One person with recent infection and 3 with chronic infection had covert virus conferring resistance to two antiretroviral classes, with the following mutation sets: L90M plus M184V (in the person with recent infection), L90M plus Y181C, Y181C plus T215F, and L90M plus M41L plus K70R. Mutations hidden from standard tests proved just as common in chronically infected people (19 of 115, 17%) as in recently infected people (15 or 90, 17%), a finding leading Johnson to surmise that a substantial proportion of transmitted resistant virus persists for long periods.
 
Using a similar ultrasensitive assay that smokes out K103N or M184V representing as little as 0.01% to 0.2% of a person's viral population, Karin Metzner (University of Erlangen-Nuremberg) found one or the other--or both--in 13 of 74 acutely infected people judged to have no resistant virus by standard genotyping [2].
 
The clinical impact of low-level resistance mutations in these people remains uncertain because neither K103N nor M184V renders virus resistant to protease inhibitors (PIs), and all 9 of the 13 people who began therapy started a ritonavir-boosted PI regimen. All reached and maintained an undetectable viral load for 10 months to 4 years of follow-up. If the clinicians of people with K103N did not know they had that mutation and started an efavirenz regimen, the regimen may well have failed and also caused resistance to the nucleosides taken with efavirenz.
 
Metzner looked for K103N and M184V in just-infected Zurich residents because transmission of drug-resistant HIV has proved lower in Zurich than in other European locales. Standard genotyping typically spots resistance mutations in 10% of untreated Europeans.
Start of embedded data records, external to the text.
PR #436, opened 2020-07-21
fix: add missing resource name deps to v1beta1

noahdietz:
These dependencies were not added to the `pom.xml` by the generator when resource name classes were added. I'm not sure why that is, but it will fix the CI errors in #435. I tested this locally and noted it in the config change.


noahdietz:
cc @chingor13 @kmjung

kmjung:
cc @stephaniewang526

noahdietz:
I don't have merge permissions it seems, so feel free to whenever you're ready.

And the standard assays saw neither K103N nor M184V in any of these people, who were diagnosed between March 2002 and July 2006. K103N makes HIV highly resistant to efavirenz and nevirapine, and M184V does the same to 3TC and emtricitabine (FTC).
 
But real-time PCR disclosed K103N in virus from 4 of 74 people (5.4%) at frequencies of 0.18% to 3.76%. And the powerful test saw M184V in virus from 11 of 74 people at frequencies of 0.4% to 8.3%. Two people had both of these mutations, so overall prevalence came to 17.6% (13 of 74 people).
 
Both Metzner and Johnson probably underestimated prevalence of low-level transmitted resistant virus because they looked only for specific mutations--not for all the mutations that may make virus resistant to HIV.
 
References
 
1. Johnson JA, Lipscomb J, J-F Li, et al. Real-time PCR testing allows for sensitive drug resistance screening and mutation linking in HIV-1. Antiviral Therapy. 2007;12:S153. Abstract 39.
 
2. Metzner KJ, Rauch P, von Wyl V, et al. Prevalence of minority quasispecies of drug-resistant HIV-1 in patients with primary HIV-1 infection in Zurich in the years 2002-2006. Antiviral Therapy. 2007;12:S47. Abstract 40.